WORK REQUIRED: Transcribe, word for word and with nothing extra, the line containing "- OS: Android 16" and each line that comes after it in the entries.

SOURCE MATERIAL:
Issue #635, opened 2026-06-28
Submit button doesn't work if the keyboard is on the screen.


wchancao:
**Describe the bug**
Submit button doesn't work if the keyboard is on the screen.

**To Reproduce**
1. Take a buy order
2. Input the invoice
3. Clicking the submit button does nothing if the keyboard is on the screen

**Expected behavior**
Clicking the submit button should send the invoice

<img width="1080" height="2400" alt="Image" src="https://github.com/user-attachments/assets/923c0c7f-57d1-482a-8f64-ca22ded042bb" />

**Smartphone (please complete the following information):**
 - Device: Google Pixel 8a
 - OS: Android 16
 - Mostro v1.2.9

codaMW:
Traced this to the invoice form overflowing when the keyboard shrinks the viewport, which clips the Submit button's tap area. Opened #636 with a fix (SingleChildScrollView wrap). It didn't reproduce on my own device (viewport-specific), so @wchancao could you confirm it resolves on your Pixel 8a?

FINAL ANSWER:
 - OS: Android 16
 - Mostro v1.2.9

codaMW:
Traced this to the invoice form overflowing when the keyboard shrinks the viewport, which clips the Submit button's tap area. Opened #636 with a fix (SingleChildScrollView wrap). It didn't reproduce on my own device (viewport-specific), so @wchancao could you confirm it resolves on your Pixel 8a?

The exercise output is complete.